“Rediscovering S.P. Rolt Triscott: Monhegan Island Artist and Photographer.” By Richard H. Malone and Earle G. Shettleworth Jr. Tilbury House, Gardiner, Me. 228 pages.
By the time the English artist S.P. Rolt Triscott moved to Monhegan Island in 1902, he had lived in America for 31 of his 56 years. He left Gosport, England, in his mid-20s because, as the third of five sons born into a genteel family, he had no prospects for inheriting family money. So off he went to America to seek his fortune as a trained civil engineer and, more importantly, as a painter.
Triscott, the subject of a museum exhibition on Monhegan and a new book written by Richard H. Malone and Earle G. Shettleworth Jr., was not long in getting his artwork into shows in Boston.
By the 1880s, he was ensconced in the considerable art scene there as both a superb watercolorist and masterful teacher in the classic English tradition. In “Rediscovering S.P. Rolt Triscott: Monhegan Island Artist and Photographer,” his biographers reveal that Triscott is thought to have taught watercolor techniques to Winslow Homer and Robert Henri. Additionally, as an artist, Triscott had considerable success with his own name listed during that time alongside those of John Singer Sargent and Frank Benson.
Despite Triscott’s arrival in America during a fecund time in the watercolor tradition in New England, he remained in his fluid washes and pastoral vistas a European, an Englishman and a visual lyricist respected by his peers and praised by critics.
Even when his colleagues in the field moved on to expressionism and modernism, he remained constant to his earliest training in England. Out on Monhegan, he retreated into the beauty of the eccentrically populated and pastorally ideal land – and seascapes.
His only dip into modernity was an interest in photography, which he explored as an artistic end unto itself but also as an approach to a new use for watercolors. He sometimes painted his black-and-white photos to transform them into tourist items or postcards.
Triscott’s name rarely shows up in discussions of Monhegan, the enigmatic island 10 miles off Maine’s coast that drew some of the 20th century’s most formidable American painters, including Henri, Homer, George Bellows and Georgia O’Keeffe. That’s largely due to the obscurity into which he fell after his death in 1925. His work was disseminated among collectors and family members, and the glass negatives for his photographs were sequestered in storage.
Earle Shettleworth, a preservationist and Portland native, stumbled upon Triscott’s oeuvre in the late 1990s while researching another art history book, “An Eye for the Coast,” about the maritime photographer Eric Hudson.
Good historian that he is, Shettleworth recognized paydirt when he saw it and spent a considerable number of years researching Triscott’s life and tracing the provenance of the artwork and the man.

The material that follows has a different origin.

Issue #245, opened 2019-07-02
Feature Request: Percentage Based Error Thresholds


michaelkipper:
## What

Currently, we express error thresholds as the number of failures (`error_threshold`) in a certain time period (`error_timeout`). After that threshold is reached, we open the circuit, and only close it again after a certain number of successful requests (`success_threshold`) are reached.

“Rediscovering S.P. Rolt Triscott” is the culmination of his work and the first official publication of a biography written by the late Richard Malone, a Maine businessman whose wife, Dorothy, has the preeminent collection of Triscott’s work.
Malone’s tribute, which relies heavily on newspaper reports and speculation, gives a small portrait of a man who spent substantial amounts of time alone on an island. There is speculation about a spurned romance with a woman, but the details are thin.
Surely there is more to this man who served tea and toast each day and corresponded with some of the art heavies of his time. Why did this artist become a recluse clinging to island life, to its harsh winters and remote location? And why did he have only 15 minutes of fame?
The heft of this book comes from the signature smartness and organizational clarity of Shettleworth, and even more so from the reproduced black-and-white photographs, which are as painterly as any of the elegantly crafted watercolors in the first half of the book.
Shettleworth’s extended captions suggest that Triscott posed many of the shots of local fishermen, artists and townies. Even if that is true, the results are portraits that teach us something about a painter’s eye that is thoroughly entrenched in and beholden to line, composition and drama.
Though no one seems able to verify Triscott’s direct influence on Homer and Henri, both the watercolors and photos – of the cliffy, sea-smoked, rambly scenes well-known to Monhegan denizens – point directly to Triscott as the forerunner to formidable American artists of the day.
In conjunction with the publication of the book, a show of Triscott’s paintings and photographs is on display through Sept. 30 at the Monhegan Museum on Monhegan Island.
The show will be reprised Dec. 14, 2002-March 9, 2003, at the Portland Museum of Art. If the combination of book and exhibition historically reinstates Triscott among his better-known peers, his biographers undoubtedly will feel – and rightly – that justice has been served.